#### WHAT TO DO
Transcribe the material from its first line onward, ending with the line that contains "we do not require the exam-date shift." and adding nothing beyond it.

_ _ _

Issue #2630, opened 2025-02-07
Refactor dataset copy feature


michaelkain:
in all related mappers
remove @transactional from mapper
only search info, where necessary
optimize perf in all cases and test with mass data

michaelkain:
Hi @pierrehenri-dauvergne, please work on it after the current release. Thank you, Michael

pierrehenri-dauvergne:
Hi @michaelkain I feel like this has been done already, I don't see any @Transactional in any mapper

michaelkain:
Hi @pierrehenri-dauvergne, please wait with this feature request.
I think we require a refactor of copy datasets, but we should take
into account a new demand on the roadmap.

michaelkain:
Question for CH: how will the copy take place: script of via web GUI?

chomo-ofsep:
Hi @michaelkain,
we do not require the exam-date shift.
For the hidden-pseudonymus-hash-values, the users with downloading rights should not have access to it but it would be better if the administrator still had access to it. I think a role user with downloading right does not have access to the export statistics feature so yes can the hidden-pseudonymus-hash-values be copied please. (can you confirm that the hidden-pseudonymus-hash-values are only available through the statistics export ?)
I confirm that at the beginning we won't need to copy processed datasets but we will need to in the future so to discuss further at a later point maybe ?

ebannier:
Hi, thanks for tagging us and adding us to the discussion. Is the creation of the derived study to be done from the study tree GUI only (and study by study) or also possible via SOLR / script ? For a start, starting from the study tree to select the series to link to the derived study would be very useful already. To the questions adressed to Celine : we would at Neurinfo NOT want to have an exam date shift, unless this is required by MR004 which I do not know.  As for processed data, if a segmentation is hanging to the dataset/examination, it would be nice to have the possibility to transfer it too. Regarding data provenance - are we supposed to keep a link to the original study (NCT reference, DUA) or to remove all provenance information on the contrary ?

michaelkain:
Hi, I close as initial feature in production. With kind regards, Michael

PR #3169, opened 2025-11-21
Write subjectName in dicom metadata at download (Prepa MR004)

pierrehenri-dauvergne:
How to test:

Open solr
Select a dataset
Download
Unzip and open a file: check the PatientID and PatientName tags, it should be the one of the subject

Copy that dataset to another study, with another subject (other subjectName too), do the same steps: the PatientID and PatientName must be those of the new subject.


pierrehenri-dauvergne:
This PR is in WIP because we do not offer the possibility for users to change the subject's name when we do a copy of datasets.

When this feature https://github.com/fli-iam/shanoir-ng/issues/2630 is available, this PR can be tested again to make sure the new subject's name appears in the datasets tag PatientID and PatientName

PR #3175, opened 2025-11-25
neurobagel

pierrehenri-dauvergne:
How to test:

Call the endpoint /datasets/bids/neurobagel/studyId/1 with postman for instance
A file should be returned looking like this:
```
participant_id	subject_identifier	
sub-1_subject1	1	
sub-2_DemoSubject2	2	

```


pierrehenri-dauvergne:
In addition to the participant_id and the subject_identifier, we also add the subject_age and subject_sex to the participants.tsv file. To do this, we have to create the file in ms-studies since those datas are stored in ms-studies and not in ms-datasets.
This forces us to call ms-studies from ms-datasets and create the file in a folder that is shared between both ms.

This PR adds a new endpoint in ms-studies that returns this:
```
participant_id	subject_identifier	subject_age	subject_sex	
sub-1_DemoSubject	1	12	F	
sub-2_DemoSubject2	2	1	F	

```

In addition to this endpoint, the participants.tsv file is also needed in the BIDS tab of a study's details.

Tested locally and this is the result:
image

PR #3200, opened 2025-12-04
Subject create form at eeg import

pierrehenri-dauvergne:
How to test:

Start EEG import
At step 3, click the "create new subject" button
The subject-creation form appears and the Study can't be changed:

image

Tested locally and on ofsep qualif and both were OK


michaelkain:
Hi @julien-louis, could you document this somewhere on the wiki?
With kind regards, Michael

PR #3202, opened 2025-12-04
VIP Execution: remove CAN_ADMINISTRATE check

### LINKED ISSUE #3195: VIP processing - CAN_ADMINISTRATE rights
Currently a user must have CAN_ADMINISTER rights in order to start a VIP processing execution.

Normally the user should be able to do that with the CAN_EXECUTE right #3138, so the CAN_ADMINISTRATE control should be removed.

_ _ _

#### SOLUTION FOR THIS TASK
Issue #2630, opened 2025-02-07
Refactor dataset copy feature


michaelkain:
in all related mappers
remove @transactional from mapper
only search info, where necessary
optimize perf in all cases and test with mass data

michaelkain:
Hi @pierrehenri-dauvergne, please work on it after the current release. Thank you, Michael

pierrehenri-dauvergne:
Hi @michaelkain I feel like this has been done already, I don't see any @Transactional in any mapper

michaelkain:
Hi @pierrehenri-dauvergne, please wait with this feature request.
I think we require a refactor of copy datasets, but we should take
into account a new demand on the roadmap.

michaelkain:
Question for CH: how will the copy take place: script of via web GUI?

chomo-ofsep:
Hi @michaelkain,
we do not require the exam-date shift.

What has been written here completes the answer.